Segment Open

PR #439, opened 2020-01-21
Add enable-biome splinterd flag

peterschwarz:
Add the CLI flag --enable-biome to the splinter CLI.  The addition of
this flag relaxes the requirement that the database-url must be set, as
it is currently only required to satisfy the biome subsystem's needs.

It adds the following constraints:

- If the flag is set, the db-url is also required.
- If unset, the db-url is optional (and, in fact, has no effect, given
  that there is no other subsystem that uses it).

### DIFF
--- a/splinterd/src/daemon.rs
+++ b/splinterd/src/daemon.rs
@@ -105,7 +105,9 @@ pub struct SplinterDaemon {
     node_id: String,
     rest_api_endpoint: String,
     #[cfg(feature = "database")]
-    db_url: String,
+    db_url: Option<String>,
+    #[cfg(feature = "biome")]
+    biome_enabled: bool,
     registry_config: RegistryConfig,
     storage_type: String,
 }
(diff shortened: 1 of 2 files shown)


dplumb94:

Segment Closed

Look through the listing and return each line containing the word "required".

it is currently only required to satisfy the biome subsystem's needs.
- If the flag is set, the db-url is also required.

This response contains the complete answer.